PR #531, opened 2025-08-18
(Re)Implement `QueryJSON` as `iter.Seq[NextMessage]`

radeksimko:
## Example Usage

```go
iter, err := tf.QueryJSON(context.Background())
if err != nil {
	t.Fatalf("error running Query: %s", err)
}

for nextMsg := range iter {
	if nextMsg.Err != nil {
		// handle error
		break
	}
	switch m := nextMsg.Msg.(type) {
	case tfjson.ListStartMessage:
		// do something
	case tfjson.ListResourceFoundMessage:
		// do something
	case tfjson.ListCompleteMessage:
		// do something
	}
}
```

PR #538, opened 2025-09-12
Handle terraform command and stdout errors

dsa0x:
## Related Issue

Fixes # 

## Description

In plain English, describe your approach to addressing the issue linked above. For example, if you made a particular design decision, let us know why you chose this path instead of another solution.

## Rollback Plan


radeksimko:
This was incorporated into https://github.com/hashicorp/terraform-exec/pull/531 via cherry-pick

Thanks for the suggestion

PR #1129, opened 2024-02-12
📝 Conditional Surveys depending on trip characteristics

JGreenlee:
We plan to support a conditional approach to surveys: depending on characteristics of the trip / timelineEntry, it may prompt for one survey or another. This involves rearranging UserInputButton so that the survey name is not hardcoded as "TripConfirmSurvey". Instead, survey names and button labels will be pulled from the config. Each survey that could show conditionally has a `showsIf` field, which is evaluated at runtime in conditionalSurveys.ts. The first survey whose condition matches is the one that is used for that timelineEntry.

This is a draft, and I don't expect it to work as-is, but it should serve as an outline to the planned approach

### DIFF
--- a/www/js/survey/enketo/UserInputButton.tsx
+++ b/www/js/survey/enketo/UserInputButton.tsx
@@ -15,17 +15,33 @@ import { useTheme } from 'react-native-paper';
 import { displayErrorMsg, logDebug } from '../../plugin/logger';
 import EnketoModal from './EnketoModal';
 import LabelTabContext from '../../diary/LabelTabContext';
+import useAppConfig from '../../useAppConfig';
+import { getSurveyForTimelineEntry } from './conditionalSurveys';
 
 type Props = {
   timelineEntry: any;
 };
 const UserInputButton = ({ timelineEntry }: Props) => {
   const { colors } = useTheme();
+  const appConfig = useAppConfig();
   const { t, i18n } = useTranslation();
 
   const [prevSurveyResponse, setPrevSurveyResponse] = useState<string | undefined>(undefined);
   const [modalVisible, setModalVisible] = useState(false);
   const { userInputFor, addUserInputToEntry } = useContext(LabelTabContext);
+
+  // which survey will this button launch?
+  const [surveyName, notFilledInLabel] = useMemo(() => {
+    const tripLabelConfig = appConfig?.survey_info?.buttons?.['trip-label'];
+    if (!tripLabelConfig) {
+      // config doesn't specify; use default
+      return ['TripConfirmSurvey', t('diary.choose-survey')];
+    }
+    // config lists one or more surveys; find which one to use
+    const s = getSurveyForTimelineEntry(tripLabelConfig, timelineEntry);
+    const lang = i18n.resolvedLanguage || 'en';
+    return [s?.surveyName, s?.['not-filled-in-label'][lang]];
+  }, [appConfig, timelineEntry, i18n.resolvedLanguage]);
 
   // the label resolved from the survey response, or null if there is no response yet
   const responseLabel = useMemo<string | undefined>(
@@ -52,23 +68,21 @@ const UserInputButton = ({ timelineEntry }: Props) => {
     }
   }
 
+  if (!surveyName) return <></>; // no survey to launch
   return (
     <>
       <DiaryButton
+        // if a response has been been recorded, the button is 'filled in'
         fillColor={responseLabel && colors.primary}
         onPress={() => launchUserInputSurvey()}>
-        {/* if no response yet, show the default label */}
-        {responseLabel || t('diary.choose-survey')}
+        {responseLabel || notFilledInLabel}
       </DiaryButton>
 
       <EnketoModal
         visible={modalVisible}
         onDismiss={() => setModalVisible(false)}
         onResponseSaved={onResponseSaved}
-        surveyName={'TripConfirmSurvey'} /* As of now, the survey name is hardcoded.
-                                        In the future, if we ever implement something like
-                                        a "Place Details" survey, we may want to make this
-                                        configurable. */
+        surveyName={surveyName}
         opts={{ timelineEntry, prefilledSurveyResponse: prevSurveyResponse }}
       />
     </>
--- a/www/js/survey/enketo/conditionalSurveys.ts
+++ b/www/js/survey/enketo/conditionalSurveys.ts
@@ -32,7 +32,7 @@ export function getSurveyForTimelineEntry(
   for (let surveyConfig of tripLabelConfig) {
     if (!surveyConfig.showsIf) return surveyConfig; // survey shows unconditionally
     const scope = {
-      tlEntry,
+      ...tlEntry,
       ...conditionalSurveyFunctions,
     };
     try {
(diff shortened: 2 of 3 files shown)


JGreenlee:
After discussing in https://github.com/e-mission/nrel-openpath-deploy-configs/pull/69, I am proposing that the config structure will look like...

```json
...
  "survey_info": {
    "surveys": {
      "NonEVTripSurvey": {
        "formPath": "<URL>/gpg-non-ev-trip-v1.xml",
        "version": 1,
        "compatibleWith": 1,
        "dataKey": "manual/trip_user_input",
        "labelTemplate": { "en": "Answered" }
      },
      "EVRoamingTripSurvey": {
        "formPath": "<URL>/gpg-ev-roaming-trip-v1.xml",
        "version": 1,
        "compatibleWith": 1,
        "dataKey": "manual/trip_user_input",
        "labelTemplate": { "en": "Answered" }
      },
      "EVReturnTripSurvey": {
        "formPath": "<URL>/gpg-ev-return-trip-v1.xml",
        "version": 1,
        "compatibleWith": 1,
        "dataKey": "manual/trip_user_input",
        "labelTemplate": { "en": "Answered" }
      },
      "UserProfileSurvey": {
        "formPath": "<URL>/gpg-onboarding-v1.xml",
        "version": 1,
        "compatibleWith": 1,
        "dataKey": "manual/demographic_survey",
        "labelTemplate": { "en": "Answered" }
      }
    },
    "buttons": {
      "trip-label": [
        {
          "surveyName": "NonEVTripSurvey",
          "not-filled-in-label": { "en": "Gas Car Survey" },
          "showsIf": "!bt_sensed_mode.startsWith('e_car')"
        },
        {
          "surveyName": "EVRoamingTripSurvey",
          "not-filled-in-label": { "en": "EV Survey" },
          "showsIf": "bt_sensed_mode.startsWith('e_car') && !pointIsWithinBounds(end_loc.coordinates, [[39.719, -105.118], [39.717, -105.115]])"
        },
        {
          "surveyName": "EVReturnTripSurvey",
          "not-filled-in-label": { "en": "EV Survey" },
          "showsIf": "bt_sensed_mode.startsWith('e_car') && pointIsWithinBounds(end_loc.coordinates, [[39.719, -105.118], [39.717, -105.115]])"
        }
      ]
    },
    "trip-labels": "ENKETO"
  },
...
```

...for a program that has a conditional trip survey: either NonEVTripSurvey, EVRoamingTripSurvey, or EVReturnTripSurvey depending on the Bluetooth sensed mode and end location of the trip

JGreenlee:
@jiji14 for visibility

JGreenlee:
<table>
<td>
trips >30 min have gas car survey

image
</td><td>
homebound trips have return survey

image
</td><td>
non-home trips have roaming survey

image
</td></table>

JGreenlee:
@jiji14 Can you review this before I pass it on to for Shankari to review? Let me know if you have suggestions or questions

jiji14:
@JGreenlee Thank you for the clear organization! Your documentation and comments are very helpful, and I can understand everything well. I just have a few small questions. I was wondering if there is no need to handle the edge case where `pt` (end_loc.coordinates) is a `null` value. 
```
  pointIsWithinBounds: (pt: Position, bounds: Position[]) => {
  },
```
Additionally, I'm curious about the inspiration behind the `scopedEval` function; it seems quite clever!

www/js/survey/enketo/conditionalSurveys.ts
```diff
@@ -0,0 +1,54 @@
...
+    };
+    try {
+      const evalResult = scopedEval(surveyConfig.showsIf, scope);
+      if (evalResult) return surveyConfig;
+    } catch (e) {
+      displayError(e, `Error evaluating survey condition "${surveyConfig.showsIf}"`);
+    }
+  }
+  // TODO if none of the surveys passed conditions?? should we return null, throw error, or return a default?
+  return null;
```
jiji14, line 53: In my opinion, we should display a default survey in this case.

JGreenlee:
> I was wondering if there is no need to handle the edge case where `pt` (end_loc.coordinates) is a `null` value.

Good thinking!

I did include a try/catch block around the call to `scopedEval`. So if `end_loc` or `end_loc.coordinates` were undefined/null/ /empty, the error will be caught and `displayError` will be called (which triggers a user-facing popup).

But I do wonder if it would be better to explicitly throw the error from the `pointIsWithinBounds` function.
Need input from shankari on this.

> Additionally, I'm curious about the inspiration behind the scopedEval function; it seems quite clever!

Here's the discussion between shankari and me: https://github.com/e-mission/nrel-openpath-deploy-configs/pull/69#issuecomment-1935259205
This was before I made the code changes, but was in the stage of planning

www/js/survey/enketo/conditionalSurveys.ts
JGreenlee: I was initially thinking that, but now I am thinking the current implementation (which returns `null` and shows no survey) is best. It could be useful to not show a survey for certain trips.

For example, what if a program wants to **only** prompt surveys for EV trips and not ask anything about gas car trips?

jiji14 (approved):
Thanks for your comment! Approved it :D

www/js/survey/enketo/conditionalSurveys.ts
jiji14: My thought was that we need to show at least one survey, regardless of the circumstances. However, I agree that returning `null` makes sense if we don't want to show any survey other than a specific one.

www/js/survey/enketo/UserInputButton.tsx
```diff
@@ -15,18 +15,34 @@ import { useTheme } from 'react-native-paper';
...
   const [modalVisible, setModalVisible] = useState(false);
   const { userInputFor, addUserInputToEntry } = useContext(LabelTabContext);
 
+  // which survey will this button launch?
+  const [surveyName, notFilledInLabel] = useMemo(() => {
+    const tripLabelConfig = appConfig?.survey_info?.buttons?.['trip-label'];
+    if (!tripLabelConfig) {
+      // config doesn't specify; use default
+      return ['TripConfirmSurvey', t('diary.choose-survey')];
+    }
```
shankari, line 39: Would it ever make sense to never have a trip-level survey? Similar to the argument for the `null` match, maybe we want to only show place surveys and not trip surveys? I see that this is what we do now, which is why the time use displays the `TripConfirmSurvey` although there is no button configured for it, but we might want to revisit that later

shankari (commented):
This is still a bit experimental, so I am merging this. I fully anticipate that we will fine-tune it later as we experiment on staging.

Also, for the record, we don't have the primary mode stored in the confirmed or composite trips. As I said, we use it in the public dashboard, but we determine it as part of the scaffolding code.
https://github.com/e-mission/em-public-dashboard/blob/434dec58186bad70877df3fd43b599738807a43b/viz_scripts/scaffolding.py#L205

```
        expanded_ct["primary_mode_non_other"] = participant_ct_df.cleaned_section_summary.apply(lambda md: max(md["distance"], key=md["distance"].get))
        expanded_ct.primary_mode_non_other.replace({"ON_FOOT": "WALKING"}, inplace=True)
        valid_sensed_modes = ["WALKING", "BICYCLING", "IN_VEHICLE", "AIR_OR_HSR", "UNKNOWN"]
        expanded_ct["primary_mode"] = expanded_ct.primary_mode_non_other.apply(lambda pm: "OTHER" if pm not in valid_sensed_modes else pm)
```

PR #1131, opened 2024-02-21
🔞 Update "short" demo survey so people born in 2006 can take it

JGreenlee:
The short version of the demographics survey asks for year of birth and we restrict the valid range of responses so as to not allow participants younger than 18. Last year when I uploaded this, I wrote in 2005 as the upper limit. But theoretically, people born in early 2006 can now participate in those studies.

I found a more generic solution using the ODK forms constraint syntax and some built-in functions they have:
`. > 1900 and . + 18 <= format-date(today(), '%Y')`

So now we won't have to update this every year; it actually takes into account the current year when validating the form.


JGreenlee:
<table>
<tr>
<td>

### Valid
</td>
<td>

### Not valid
</td>
</tr>

<tr><td>

image

</td><td>

image

</td></tr><tr><td>

image

</td><td>

image

</td></tr></table>

PR #1133, opened 2024-02-29
Moved raw_data_use backwards compat hack

sebastianbarry:
Moved backwards compat hack to fill in the raw_data_use for programs that don't have it to PrivacyPolicy.tsx, from ProfileSettings.tsx so that the privacy policy is updated for the login screen, and it carries over to the Profile settings screen.

| @Abby-Wheelis pointed out with the `washingtoncommons` program that their privacy policy had a textual error: | And @Abby-Wheelis phone on `nrel-commute` had this textual error: |
|---|---|
| MicrosoftTeams-image | MicrosoftTeams-image (1) |

They were both a result of a config not having the `raw_data_use` field filled in.

We had a backwards compat hack for programs without `raw_data_use`, but it was only in `ProfileSettings.tsx`, so now I removed it from there and placed it in PrivacyPolicy.tsx so that it checks for `raw_data_use` and gets filled in anytime the PrivacyPolicy is rendered.

Also, to fix the double "to to," I just removed the "to" and "para [ES]" from the backwards compat hack.

### DIFF
--- a/www/js/control/ProfileSettings.tsx
+++ b/www/js/control/ProfileSettings.tsx
@@ -131,15 +131,6 @@ const ProfileSettings = () => {
   function whenReady(newAppConfig: AppConfig) {
     const tempUiConfig = newAppConfig;
 
-    // backwards compat hack to fill in the raw_data_use for programs that don't have it
-    const default_raw_data_use = {
-      en: `to monitor the ${tempUiConfig.intro.program_or_study}, send personalized surveys or provide recommendations to participants`,
-      es: `para monitorear el ${tempUiConfig.intro.program_or_study}, enviar encuestas personalizadas o proporcionar recomendaciones a los participantes`,
-    };
-    Object.entries(tempUiConfig.intro.translated_text).forEach(([lang, val]) => {
-      val.raw_data_use = val.raw_data_use || default_raw_data_use[lang];
-    });
-
     // Backwards compat hack to fill in the `app_required` based on the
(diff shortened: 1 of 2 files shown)


sebastianbarry:
Testing:

| Simulator Screenshot - iPhone 13 - 2024-02-29 at 10 10 56 | Simulator Screenshot - iPhone 13 - 2024-02-29 at 10 45 06 |
|---|---|
| | |

sebastianbarry:
Also, the template survey for creating new configs does not have a `raw_data_use` field, should I add this?

Abby-Wheelis:
>pointed out with the washingtoncommons program that their privacy policy had a textual error:

Those screenshots are actually both from my phone on the `nrel-commute` configuration, but it was `washingtoncommons` that brought it to my attention because they wanted a few other changes to the intro and noted that this section of the policy was weird!

It also looks like in testing that the privacy policy in the intro and in the developer zone still have different text, with the default reason only being filled in the developer zone, is it possible to have it match in both places?

sebastianbarry:
@Abby-Wheelis My bad, I posted the wrong screenshot. I edited the comment to reflect the proper testing

shankari:
> Also, the template survey for creating new configs does not have a raw_data_use field, should I add this?

Yes, please do.

Also, I don't want to hold this up given that it is fixing something that is currently broken, but can we add some tests for the privacy policy formatting?

shankari (approved):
# # #
Problem to work on :: From the top of the material above, print every line exactly, ending with the line that holds "## Description".

Task answer ::
PR #531, opened 2025-08-18
(Re)Implement `QueryJSON` as `iter.Seq[NextMessage]`

radeksimko:
## Example Usage

```go
iter, err := tf.QueryJSON(context.Background())
if err != nil {
	t.Fatalf("error running Query: %s", err)
}

for nextMsg := range iter {
	if nextMsg.Err != nil {
		// handle error
		break
	}
	switch m := nextMsg.Msg.(type) {
	case tfjson.ListStartMessage:
		// do something
	case tfjson.ListResourceFoundMessage:
		// do something
	case tfjson.ListCompleteMessage:
		// do something
	}
}
```

PR #538, opened 2025-09-12
Handle terraform command and stdout errors

dsa0x:
## Related Issue

Fixes # 

## Description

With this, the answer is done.